А Лора ходила по Ботаническому, зачитанное письмо прожигало сумку, и все искала уединенную лавочку, чтобы сесть и опять прочитать все с начала до конца, усмехнуться всем этим "проклюнулось", "трудновато", "новых дурочек". Ах, бедный, как же он не понимает, что ему нужно и что совсем не нужно. Он не может не идти по своему пути, но куда он идет? Бедный! Ботанический летним днем наполняло много народу, туристы толпами переходили из розария в дендрарий, из дендрария в оранжереи; одинокие старики и старухи, заняв все скамейки, дремали, читали, вязали, беседовали или просто глазели, сокрытые сенью дубов, лип, синих кленов, пышных, густо набитых гроздьями рябин. Дети гоняли по дорожкам, по граве, по берегам прудов, прикармливали уток с подросшими выводками и степенных лебедей. Лора редко заставала здесь такое множество народа. Те три-четыре раза, что они бывали в саду вдвоем с режиссером П., как правило, либо дождь моросил, либо стояло раннее утро. Однажды они в полном одиночестве в холодный и ветреный вечер сидели у деревянного круглого стола из цельного среза дуба, темного от времени, с боковыми продольными трещинами, на таких же монолитах-стульях, словно из сказки о трех медведях. На режиссере П. было темное узкое пальто с поднятым воротником, надвинутая на глаза, как и полагается режиссеру, кепочка с ремешком позади, повязанный галстуком красивый черно-белый шарф. Громадный стул еще уменьшал его субтильную фигуру, но в тот час режиссер П. был велик: рассказывал Лоре об одном фильме, который она по своей кинобезграмотности не видела, а он только что посмотрел, и его сотрясало истинное волнение, слезы блестели на глазах, он говорил замечательно - в пожаре своей бескорыстной кипящей зависти. Кажется, и тот вечер происходил так давно и тоже остался в области счастья.
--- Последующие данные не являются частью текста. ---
PR #2399, opened 2024-11-15
Share Proxy as QR-code

zeitschlag:
- Swipe a proxy to the right to share it
- QR-Code gets generated and users can either share the link using the button or show other people that QR-code. If they scan it, they get asked on their device.
- Looks like this:

Simulator Screenshot - iPhone 16 Pro - 2024-11-15 at 13 08 35

### DIFF
--- a/deltachat-ios/Controller/Settings/Proxy/ProxySettingsViewController.swift
+++ b/deltachat-ios/Controller/Settings/Proxy/ProxySettingsViewController.swift
@@ -145,6 +145,13 @@ class ProxySettingsViewController: UITableViewController {
         present(deleteAlert, animated: true)
     }
 
+    private func shareProxy(at indexPath: IndexPath) {
+        let proxyToShare = proxies[indexPath.row]
+        let shareProxyViewController = ShareProxyViewController(dcContext: dcContext, proxyUrlString: proxyToShare)
+
+        show(UINavigationController(rootViewController: shareProxyViewController), sender: self)
+    }
+
     // MARK: - Notifications
 
     @objc private func handleConnectivityChanged(_ notification: Notification) {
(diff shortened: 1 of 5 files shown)


deltachat-ios/Controller/Settings/Proxy/ShareProxyViewController.swift
```diff
@@ -0,0 +1,142 @@
+import UIKit
+import DcCore
+import SDWebImageSVGKitPlugin
+
+class ShareProxyViewController: UIViewController {
```
zeitschlag, line 5: Maybe it would be worth to extract shared code from `ShareProxyViewController` and `QRCodeViewController` into a common component?

deltachat-ios/Controller/Settings/Proxy/ProxySettingsViewController.swift
```diff
@@ -262,6 +277,33 @@ extension ProxySettingsViewController {
...
+                self?.shareProxy(at: indexPath)
+                completion(true)
+            }
+        }
+        shareAction.backgroundColor = .systemGreen
+        shareAction.accessibilityLabel = String.localized("proxy_share_link")
+        if #available(iOS 13.0, *) {
+            shareAction.image = Utils.makeImageWithText(image: UIImage(systemName: "square.and.arrow.up"), text: String.localized("proxy_share_link"))
+        } else {
+            shareAction.title = String.localized("proxy_share_link")
```
r10s, line 297: context is clear, we can get shorter:

```suggestion
            shareAction.image = Utils.makeImageWithText(image: UIImage(systemName: "square.and.arrow.up"), text: String.localized("menu_share"))
        } else {
            shareAction.title = String.localized("menu_share")
```

deltachat-ios/Controller/Settings/Proxy/ShareProxyViewController.swift
```diff
@@ -0,0 +1,142 @@
...
+            view.backgroundColor = DcColors.defaultBackgroundColor
+        }
+
+        shareLinkButton.addTarget(self, action: #selector(ShareProxyViewController.shareInviteLink(_:)), for: .touchUpInside)
+        shareLinkButton.setTitleColor(DcColors.primary, for: .normal)
+
+        let svg = dcContext.createQRSVG(for: proxyUrlString)
+        qrContentView.image = getQrImage(svg: svg)
+
+        navigationItem.leftBarButtonItem = UIBarButtonItem(title: String.localized("done"), style: .done, target: self, action: #selector(ShareProxyViewController.done(_:)))
```
r10s, line 61: a single button needs to go to the right:

```suggestion
        navigationItem.rightBarButtonItem = UIBarButtonItem(title: String.localized("done"), style: .done, target: self, action: #selector(ShareProxyViewController.done(_:)))
```

r10s (approved):
very nice! only some minors wrt ui

deltachat-ios/Controller/Settings/Proxy/ShareProxyViewController.swift
r10s: there are some more changes done on android's contact-qr-controller anyways recently, let's see if and when we want that on iOS, then we can reconsider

Теперь Лора шла по саду непрерывного цветения, где опять ничего не цвело, а, напротив, все увядало, созрев (флоксы и георгины горели на клумбах), и те самые гигантские деревянные стулья, лесную мебель облепляли дети яркими ползающими жуками и осами, и Лоре хотелось попросить их уйти или даже прогнать их, чтобы самой сесть там в одиночестве и сидеть, сколько хватит сил, до ночи, до утра. А еще хотелось найти маленький пруд, спуститься, сойти в воду, в чем есть (и письмо в сумке), и так идти, идти, пока вода не дойдет до пояса, до груди, до горла, не покроет с головой. Или можно найти незаметную канавку в саду, лечь в нее, набросать на себя опавших листьев - уже можно собрать, уже хватит, чтобы укрыться, - и так остаться лежать здесь навсегда, раствориться в этом саду. А что? Что же делать? Ведь делать нечего, это ясно.